Fermiamoci,
prima che sia troppo tardi
Se quel capo scorta non avesse imboccato le scale, invece che l'ascensore, indugiando all'esterno dell'appartamento di Maurizio Belpietro, pare per accendersi una sigaretta, oggi forse saremmo qui a scrivere della morte di un direttore. Certo, tutto è possibile, anche che l'obiettivo di quell'uomo in falsa divisa da finanziere che sfodera un'arma, mira alla tempia dell'agente e non lo ammazza solamente perché il colpo resta, inceppato, in canna, non fosse il direttore diLibero. O che l'obiettivo fosse lui, ma non per motivi politici. Tuttavia è molto più probabile che a ripetersi sia un film visto e rivisto nella nostra storia, quello che inizia con l'odio politico e finisce con i cadaveri stesi a terra. Perché come scrivono Francesco Borgonovo e Martino Cervo, se quel finto finanziere avesse suonato il campanello di casa Belpietro la porta gli sarebbe stata aperta, pensando a un'ultima parola dalla scorta, a un ripensamento improvviso. E allora Belpietro avrebbe dovuto sperare nella stessa sorte che ha salvato la vita al capo scorta.

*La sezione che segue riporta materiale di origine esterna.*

PR #2556, opened 2020-08-21
Function lookup improvement + other minor cleanup

mathewc:
Remove the linear lookup the host was doing in LookupByName, and a few other minor cleanups.

### DIFF
--- a/src/Microsoft.Azure.WebJobs.Host/Executors/TaskMethodInvoker.cs
+++ b/src/Microsoft.Azure.WebJobs.Host/Executors/TaskMethodInvoker.cs
@@ -37,8 +37,7 @@ namespace Microsoft.Azure.WebJobs.Host.Executors
 
             if (innerTaskType != null && typeof(Task).IsAssignableFrom(innerTaskType))
             {
-                throw new InvalidOperationException("Returning a nested Task is not supported. Did you mean to await " +
-                    "or Unwrap the task instead of returning it?");
+                throw new InvalidOperationException("Returning a nested Task is not supported. Did you mean to await or Unwrap the Task instead of returning it?");
             }
         }
 
--- a/src/Microsoft.Azure.WebJobs.Host/Indexers/FunctionIndex.cs
+++ b/src/Microsoft.Azure.WebJobs.Host/Indexers/FunctionIndex.cs
@@ -12,65 +12,62 @@ namespace Microsoft.Azure.WebJobs.Host.Indexers
     {
         private readonly IDictionary<string, IFunctionDefinition> _functionsById;
         private readonly IDictionary<MethodInfo, IFunctionDefinition> _functionsByMethod;
+        private readonly IDictionary<string, IFunctionDefinition> _functionsByName;
         private readonly ICollection<FunctionDescriptor> _functionDescriptors;
 
         public FunctionIndex()
         {
-            _functionsById = new Dictionary<string, IFunctionDefinition>();
+            _functionsById = new Dictionary<string, IFunctionDefinition>(StringComparer.OrdinalIgnoreCase);
             _functionsByMethod = new Dictionary<MethodInfo, IFunctionDefinition>();
+            _functionsByName = new Dictionary<string, IFunctionDefinition>(StringComparer.OrdinalIgnoreCase);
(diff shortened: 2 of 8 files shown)


src/Microsoft.Azure.WebJobs.Host/Indexers/FunctionIndex.cs
```diff
@@ -12,65 +12,62 @@ internal class FunctionIndex : IFunctionIndex, IFunctionIndexCollector
...
                 return null;
             }
-
-            return _functionsById[functionId];
+            return function;
         }
 
         public IFunctionDefinition LookupByName(string name)
         {
-            // For compat, accept either the short name ("Class.Name") or log name (just "Name")
```
mathewc, line 51: This is the overload used by Functions Host, and it resulted in a linear lookup each time.

src/Microsoft.Azure.WebJobs.Host/Executors/TaskMethodInvoker.cs
```diff
@@ -18,55 +17,7 @@ public TaskMethodInvoker(Func<TReflected, object[], Task<TReturnType>> lambda)
 
         public Task<TReturnType> InvokeAsync(TReflected instance, object[] arguments)
         {
-            Task<TReturnType> task = _lambda.Invoke(instance, arguments);
-            ThrowIfWrappedTaskInstance(task);
```
mathewc: If someone were to return a nested task, it just won't work like they expect. I don't think checking for this on every invocation is warranted.

src/Microsoft.Azure.WebJobs.Host/JobHost.cs
```diff
@@ -320,13 +320,16 @@ private Task EnsureHostInitializedAsync(CancellationToken cancellationToken)
 
             TaskCompletionSource<bool> tsc = null;
 
-            lock (_lock)
+            if (_hostInitializationTask == null)
```
mathewc, line 319: Didn't discover a problem here, but in reviewing the code realized that we could do a null check prior to lock to skip an unnecessary lock

src/Microsoft.Azure.WebJobs.Host/Executors/TaskMethodInvoker.cs
paulbatum: I agree that checking this every invocation seems excessive. I worry somewhat that not having the check at all might result in error messages that are less clear when customers do make this mistake. I'm ok with removing it for now but if this comes back to bite us we might need to consider an implementation where we check it on the first call.

src/Microsoft.Azure.WebJobs.Host/Indexers/FunctionIndex.cs
paulbatum: Nice find! Does the by-name dictionary need to be configured to use OrdinalIgnoreCase to be consistent with the comparison being done below?

paulbatum (approved):

src/Microsoft.Azure.WebJobs.Host/Indexers/FunctionIndex.cs
mathewc: Good catch. I made this case insensitive and added a test. I made the other "by ID" dictionary case insensitive as well. That overload (lookup by function ID) is only used by Dashboard host message execution.

src/Microsoft.Azure.WebJobs.Host/Executors/TaskMethodInvoker.cs
mathewc: Bind time static checks verify that the return type is valid for the target output binding. E.g. there won't be a binding that will allow Task<Task<string>> - it would lead to an indexing error. So this check was all about a method that declares it returns Task, but at runtime returns a nested Task. Given that the value can vary at runtime, a one time check wouldn't catch everything, if the method is varying what it returns.

mathewc: All that said, I've chosen to leave this in place for now. I did add a unit test for the error though - it was missing before.

PR #2579, opened 2020-09-15
Added stringified stack trace as an optional parameter.

yojagad:
In case of errors, there are some logs which do not have the full stack trace. Adding an optional parameter as a workaround that would aid in investigations. One example is this https://github.com/Azure/azure-webjobs-sdk/issues/2576  

image

The above screenshot just has the exception without the stack trace.

### DIFF
--- a/src/Microsoft.Azure.WebJobs.Host/Executors/FunctionExecutor.cs
+++ b/src/Microsoft.Azure.WebJobs.Host/Executors/FunctionExecutor.cs
@@ -117,7 +117,7 @@ namespace Microsoft.Azure.WebJobs.Host.Executors
                     if (instanceLogEntry != null)
                     {
                         await NotifyCompleteAsync(instanceLogEntry, functionStartedMessage.Arguments, exceptionInfo);
-                        _resultsLogger?.LogFunctionResult(instanceLogEntry);
+                        _resultsLogger?.LogFunctionResult(instanceLogEntry, exceptionInfo?.SourceException.ToString());
                     }
 
                     if (loggedStartedEvent)
--- a/test/Microsoft.Azure.WebJobs.Host.EndToEndTests/AsyncChainEndToEndTests.cs
+++ b/test/Microsoft.Azure.WebJobs.Host.EndToEndTests/AsyncChainEndToEndTests.cs
@@ -537,7 +537,6 @@ namespace Microsoft.Azure.WebJobs.Host.EndToEndTests
 
             // Results logs the exception with no message
             Assert.NotNull(resultLogger.GetLogMessages().Single().Exception);
-            Assert.Null(resultLogger.GetLogMessages().Single().FormattedMessage);
 
             // It logs Executed/Executing messages and the timeout message.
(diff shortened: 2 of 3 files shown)


pragnagopa (commented):
Thanks for the PR! LGTM. @brettsam  - is there a better way to capture full exception stack trace?

test/Microsoft.Azure.WebJobs.Host.EndToEndTests/AsyncChainEndToEndTests.cs
```diff
@@ -537,7 +537,6 @@ private async Task RunTimeoutTest(IHost host, Type expectedExceptionType, string
 
             // Results logs the exception with no message
             Assert.NotNull(resultLogger.GetLogMessages().Single().Exception);
-            Assert.Null(resultLogger.GetLogMessages().Single().FormattedMessage);
```
yojagad, line 540: How bad are the consequences of having a formatted message now?

src/Microsoft.Azure.WebJobs.Host/Executors/FunctionExecutor.cs
```diff
@@ -117,7 +117,7 @@ public async Task<IDelayedException> TryExecuteAsync(IFunctionInstance functionI
                     if (instanceLogEntry != null)
                     {
                         await NotifyCompleteAsync(instanceLogEntry, functionStartedMessage.Arguments, exceptionInfo);
-                        _resultsLogger?.LogFunctionResult(instanceLogEntry);
+                        _resultsLogger?.LogFunctionResult(instanceLogEntry, exceptionInfo?.SourceException.ToString());
```
brettsam, line 120: This is the wrong place for this -- the FunctionResult is meant to have just data, no strings. `_functionInstanceLogger.LogFunctionCompletedAsync ()`is where we write out the Completed message in Kusto, etc.

But that should have the exception logged to it -- maybe we're losing the stack somewhere in this? 

```
functionStartedMessage.Failure = new FunctionFailure
{
    Exception = exception,
    ExceptionType = exception.GetType().FullName,
    ExceptionDetails = exception.ToDetails(),
};
```

brettsam (changes requested):

src/Microsoft.Azure.WebJobs.Host/Executors/FunctionExecutor.cs
yojagad: That was where I started my investigation with. Whether exception.ToDetails() was losing the stack while prettifying it somewhere. But turns out that's not the case. I verified the stack trace being present all the way in https://github.com/Azure/azure-webjobs-sdk/blob/dev/src/Microsoft.Azure.WebJobs.Host/Loggers/FunctionInstanceLogger.cs#L119

I also noticed it doesn't do anything with failure.ExceptionDetails in the above FunctionInstanceLogger. Maybe pass it as another string parameter there ? But that wouldn't look too great in the Function Completed message :(

yojagad:
Closing this PR in favor of https://github.com/Azure/azure-functions-host/pull/6680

Ma è un panorama desolante quello che si apre su un Paese che deve consegnare la sua speranza di normalità all'incepparsi di un grilletto. Oggi sentiremo parlare, alcuni lo hanno già fatto, di mandanti morali, di clima d'odio, ma non so quanti saranno in grado di farlo aprendo per bene gli occhi. Guardando le responsabilità di tutti, e non solo della parte politica avversa. Inutile essere ipocriti, anche Libero negli ultimi mesi ha alzato il tono, portandolo su registri eccessivi. Come quando sulle sue colonne Nicholas Farrell diede del “nazionalsocialista” a Gianfranco Fini, oggetto poi del continuo dileggio – si pensi alla prima in cui appariva, senza alcun motivo, nudo, coperto soltanto da una foglia di fico malamente giustapposta – e dei continui insulti del quotidiano rispetto alla vicenda di Montecarlo. Ma che si fa di fronte un “nazionalsocialista” se non sfoderare le armi?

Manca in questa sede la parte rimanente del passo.